The Marriage Majority

Hope for America 2

See the Hope for America Series: 1. The Pro-Life Majority 2. The Marriage Majority 3. The New Springtime of the Faith

After the 2008 election, in which the nation chose the most pro-abortion president, Catholics need to remember where to find “Hope for America.”

Last week we looked at the pro-life initiatives that went down in flames in three states on Nov. 4 and saw hope in America’s pro-life majority, which polls say is still there. This week we turn to marriage, which won big on Nov. 4 — and we want to strike a note of caution.

Why a note of caution?

After all, marriage won everywhere. It won at the presidential level, where both candidates felt the need to support it, and it won in every state where it was on the ballot. Arizona, Florida and California voters all amended their state constitutions to ban same-sex “marriage.” Arkansas voters approved Initiative 1, banning the adoption of children by unmarried couples, including homosexuals.

Furthermore, in California, Proposition 8 was passed with the help of the very African-American voters who came to the polls to support the president-elect. They voted to defend marriage in overwhelming numbers.

But caution is needed because there are two attitudes that kill political movements. Though they look very different, they are actually closely related.

One is wishful thinking. The other is discouragement.

It’s wishful thinking to believe, for instance, that both Barack Obama and John McCain are truly pro-marriage. They are both politicians who took the politically expedient position. Their true positions are in their records. When the federal marriage amendment came to the Senate, both of them voted to kill it without allowing it so much as a debate, let alone a vote. At best, their support for marriage is tepid.

It’s also wishful thinking to believe that the current pro-marriage majorities will last.

Last week we wrote about the emerging pro-life majority. Trends say more and more people are telling pollsters that they believe abortion is wrong. Furthermore, they understand why they oppose it, and their reasons are based on their embrace of the truth.

What about the pro-marriage majority? Is it based on an understanding of marriage? Or is it based on the vague feeling that homosexuality is icky? Can 2008’s pro-marriage voters defend the institution, or can they only fall back on arguments that are reducible simply to prejudice against homosexuals?

If opposition to same-sex “marriage” is based on prejudice, it is destined to fail. We have already seen a decades-long cultural project designed to change people’s attitudes toward same-sex couples. Many TV shows and movies consciously include homosexual couples as minor or major characters so that we can all learn to accept homosexual couples as “normal.” It’s working.

The younger generation, for instance, is solidly in favor of homosexual marriage. Homosexual activists figure they need only bide their time. As more voters who have been taught moral relativism throughout their lives reach voting age, the tide will turn more inexorably in favor of homosexual “marriage.” We even saw in the last election that marriage only barely won among Latino voters — and there are far more of those in our future, too.

It’s simply wishful thinking to believe that the homosexual marriage battle is won. But the other danger is discouragement, which follows swiftly whenever wishful thinking’s bubble is burst. That’s because when our optimism is based on unreality, reality comes as an unwelcome intrusion. And there’s nothing scarier than the thought that reality is against you.

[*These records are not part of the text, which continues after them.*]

PR #2446, opened 2024-10-10
JAMES-4032 DKIMHook should also validate local from header

Arsnael:


server/protocols/protocols-smtp-dkim/src/main/java/org/apache/james/smtpserver/DKIMHook.java
```diff
@@ -165,7 +205,9 @@ public Config(boolean forceCRLF, boolean signatureRequired, Optional<Domain> onl
 
         DKIMCheckNeeded dkimCheckNeeded() {
             return onlyForSenderDomain
-                .map(DKIMCheckNeeded::onlyForSenderDomain)
+                .map(domain -> DKIMCheckNeeded.or(
+                    DKIMCheckNeeded.onlyForSenderDomain(domain),
+                    DKIMCheckNeeded.onlyForHeaderFromDomain(domain)))
```
chibenwa, line 210: What would be perfect would be to have it configurable.

`<validatedEntities>envelope,headers</validatedEntities>`

Defaults to both if unspecified, coma separated values.

This would enable greater flexibility when configuring this and would allow for easy rollback to previous state.

WDYT?

chibenwa (commented):
Good quality work!

server/protocols/protocols-smtp-dkim/src/main/java/org/apache/james/smtpserver/DKIMHook.java
Arsnael: Doable yes, more flexibility is good. Will give it a shot, thanks for the suggestion!

quantranhong1999 (approved):

server/protocols/protocols-smtp-dkim/src/main/java/org/apache/james/smtpserver/DKIMHook.java
Arsnael: Complexifies a bit the code but ok I think.

However I ain't sure how to test it in DKIMHookIntegrationTest. Would need a different smtpserver.xml file? Thought maybe doing like in CertificateReloadTest with the temporary server config reload... but makes the test structure more complex, maybe there is a better way? But maybe not. Wasn't sure ! But I might go with it later

docs/modules/servers/partials/configure/smtp-hooks.adoc
```diff
@@ -371,6 +372,7 @@ Example handlerchain configuration for `smtpserver.xml`:
 	<handler class="org.apache.james.smtpserver.DKIMHook">
 		<forceCLRF>true</forceCLRF>
 		<onlyForSenderDomain>apache.org</onlyForSenderDomain>
+        <validatedEntities>envelope,headers</validatedEntities>
```
chibenwa, line 375:
```suggestion
                <validatedEntities>envelope,headers</validatedEntities>
```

Reality is on the side of marriage. Marriage is the life-giving union of man and woman. It is the basic unit of society on which the whole social structure is built. Marriage accomplishes so much. Parenthood is the glue that bonds each generation to the one that follows it. Men become responsible, restrain their sexual appetites and settle down for their wives. Women lose much when they lose marriage. Divorce is the leading cause of poverty in America, and unwed mothers make up the fastest growing class of poor.

We especially have to guard against discouragement, because the fight for marriage is absolutely crucial to our nation’s future.

Marriage is the everyday responsibility of family life; redefine it to be the romantic rights of sexual partners, and it is only a matter of time before it disappears altogether. Polygamists are asking for marriage worldwide. An incestuous pair in Germany is asking for marriage. Group sex practitioners in America have been featured in national magazines asking for marriage.

If marriage doesn’t mean one man and one woman, it will soon mean anything — and nothing.

Rather than wishful thinking on the one hand or discouragement on the other, our faith gives us hope. Real hope. Just as the truth about abortion is the cause of the pro-life majority, we know that the marriage majority we already have can be deepened and secured by the truth.

The most effective way to introduce people to the truth is to show them what our issues mean in real life. Stories of people who have seen firsthand the considerable dark side of the homosexual lifestyle are powerful antidotes to the make-believe stories of Hollywood.

To address both the right to life and marriage, the Register is launching our “Project Clip and Share” campaign. In each issue, we will provide powerful personal stories that testify to the truth of the pro-family position.

We have also made arrangements for these stories to be translated into Spanish and offered to Latino readers on our own website and in the Spanish-language media. We hope other Church organizations will join us in reaching out to this largely Catholic group of souls — and voters — now.

It is providential that Pope Benedict XVI called his apostolic visit to the United States “Christ Our Hope.” Christ is our hope. And when Christ is your hope, what need you fear?